The night before had already set the tone. Dinner at Restaurant Le Vienne was delicious and precise—house-smoked salmon, cod, and a series of bright, high-acid white wines that reminded me how well this region handles freshness despite its reputation for power.
By 8:30 a.m. the next morning, I was energized. The weather had shifted dramatically—hail the night before, clear sun in the morning—and everyone dressed accordingly.
I wore summer clothes in late April, but carried a heavy coat and umbrella, which turned out to be the correct instinct.
In the Roussillon, the weather is not a backdrop. It’s a participant.
Our group, the Association of Wine Educators, included wine educators from around the world. We turned out to be a collection of geeky types and more mainstream types, yet we all took notes carefully, listened closely, and discussed the wines with intention.
As we drove into the Vallée de l’Agly, Eric narrated the passing landscape in his measured, deliberate rhythm. He would point out apricot trees, slopes, exposures, and most importantly, soils.
Black schist. White schist. Red schist. Gneiss. Limestone. Sometimes layered together in ways that seemed almost geological improvisation.
Eric notices things most people walk past. A tiny herb, barely visible against the rock, could become a thirty-minute explanation. Not because of the plant itself, but because of what it represents.
This could mean how it reflects the soil, the moisture, the stress of the vine.
That’s why I think of him as a “witch doctor.” Not in a mystical sense, but in the way he understands the relationship between land and outcome with an instinctive precision.
At several points, he pulled us off the road to have us smell the herbs growing between jagged rocks. The ground was uneven, the edges sharp, and the drops nearby were real.
But that’s also the point. This is not a controlled environment. The landscape is dramatic—mountains pushing upward, some still snow-capped in April, under a sky that can turn without warning.
It remains my favorite landscape in the world because it feels alive.
Untamed. Slightly unpredictable.
At Domaine Chapoutier, we were hosted by Aurélien Capel, whose quiet presence contrasted with the scale of the estate. Soft-spoken, composed, and understated, he led the visit without drawing attention to himself.
In the Chapoutier vineyard, Eric said something I interpreted to mean that when you taste the texture of a wine, you are tasting the texture of the rock. I could have misunderstood him, so this is my interpretation not a direct quote.

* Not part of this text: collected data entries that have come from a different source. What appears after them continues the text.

PR #59, opened 2019-04-25
Ux 460 migrate text area component

oscarkwan:
### 🛠 Purpose
---
To migrate the `<Textarea />` component from `acl-ui`

### ✏️ Notes to Reviewer
---
- created show case story
- created a11y and screener stories

- added some tests

### 🖥 Screenshots
---
Screen Shot 2019-05-16 at 1 57 27 PM


mikrotron:
@oscarkwan, can you add some description + a screenshot to the top of this PR to summarize briefly, please?

packages/Textarea/src/Textarea.js
```diff
@@ -0,0 +1,107 @@
...
+  componentDidMount() {
+    if (this.props.canExpand) {
+      this.resize();
+      window.addEventListener("resize", this.resize);
+    }
+  }
+
+  componentDidUpdate(prevProps) {
+    if (this.props.canExpand) {
+      if (prevProps.canExpand && this.props.value !== prevProps.value) {
```
mikrotron: I don't think we care about `prevProps.canExpand`?
So these two lines can be collapsed to:
`if (this.props.canExpand && this.props.value !== prevProps.value) {`

packages/Textarea/tests/Textarea.spec.js
```diff
@@ -0,0 +1,10 @@
+import React from "react";
+import { render } from "react-testing-library";
+import Textarea from "../src/Textarea";
+
+describe("Textarea", () => {
+  it("should be visible", () => {
+    const { getByText } = render(<Textarea value="placeholder value" />);
+    expect(getByText(/placeholder value/i)).toBeInTheDocument();
+  });
```
mikrotron: Is it possible to test the behaviour of the `canExpand` prop? Although, maybe it would be easier/better to add that to the Screener story test?

packages/Textarea/src/Textarea.styles.js
```diff
@@ -0,0 +1,83 @@
...
+  &.form-textarea--is-readonly .form-textarea__textarea {
+    ${stylers.readOnlyFormStyles};
+    cursor: text;
+  }
+
+  // Disabled
+
+  &.form-textarea--is-disabled, &[disabled] {
+    textarea.form-textarea__textarea {
+      ${stylers.disabledFormStyles}
```
mikrotron: I just noticed that I _think_ there's something wrong with this `include`... can you check with a designer if the `isDisabled` state should have a grey background? And double check the grey background style for the `isReadOnly` state?

packages/Textarea/src/Textarea.js
mikrotron: @alexlaj, in the `acl-ui` version there was an event listener for window resizing... we didn't think it was still necessary though.  Do you remember why we had it originally?
https://github.com/acl-services/acl-ui/blob/master/src/components/__beta__/Textarea/Textarea.js#L11

oscarkwan: I asked him already, its needed when window is resized horizontally

packages/Textarea/tests/Textarea.spec.js
oscarkwan: I'll include in screener test, its kinda hard to test here

packages/Textarea/src/Textarea.styles.js
oscarkwan: @mikrotron , talked with Sarah. she's okay with it, except that the disabled text color probably doesn't pass contrast. But for now we can leave it as is until they change it

packages/Textarea/stories/examples/Showcase.js
```diff
@@ -0,0 +1,26 @@
+import React from "react";
+import { Story } from "storybook/assets/styles/common.styles";
+import { boolean, number, select, text } from "@storybook/addon-knobs";
+import Textarea from "../../Textarea";
```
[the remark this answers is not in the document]
nahumzs: Shouldn't this have defaultValue and value, that how react handle the input component isn't?

packages/Textarea/package.json
```diff
@@ -0,0 +1,26 @@
...
+    "url": "https://github.com/acl-services/paprika/tree/master/packages/textarea"
+  },
+  "publishConfig": {
+    "access": "public"
+  },
+  "dependencies": {
+    "@babel/runtime-corejs2": "^7.3.1",
+    "@paprika/stylers": "^0.1.0",
+    "@paprika/tokens": "^0.1.0",
+    "class-names": "^1.0.0",
```
alexzherdev: Should be `classnames`.

oscarkwan: Oh i'll fix it next PR

alexzherdev: We should turn `import/no-extraneous-dependencies` back on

I believe he also said that when you look at a rock, you can imagine the texture of the wine.
Whether or not this holds up under scientific scrutiny, it felt true in practice.
We continued through Cassagnes and Caramany, where the terrain shifts constantly—rocky, exposed, almost severe in places.
Lunch were sandwiches enjoyed under the Ansignan Aqueduct, a massive Roman structure still standing after two thousand years.
At Les Vignerons de Maury, expectations shifted again.
Cooperatives are often associated with volume over quality, but the wines here challenged that assumption. The reds, particularly from local varieties like Carignan and Grenache, showed depth and structure, while the fortified Maury wines maintained balance without tipping into excess sweetness.
By the time we reached Domaine Cazes, the tone had changed slightly. The tasting was efficient, focused, and by dinner at La Table d’Aimé, the group had shifted from analysis to reflection and a discussion of this fantastic insightful day.
It had been a full day, but what stayed with me was not just the wines or even the producers.
It was the interplay between landscape, weather, soil, and the delicious wines it creates.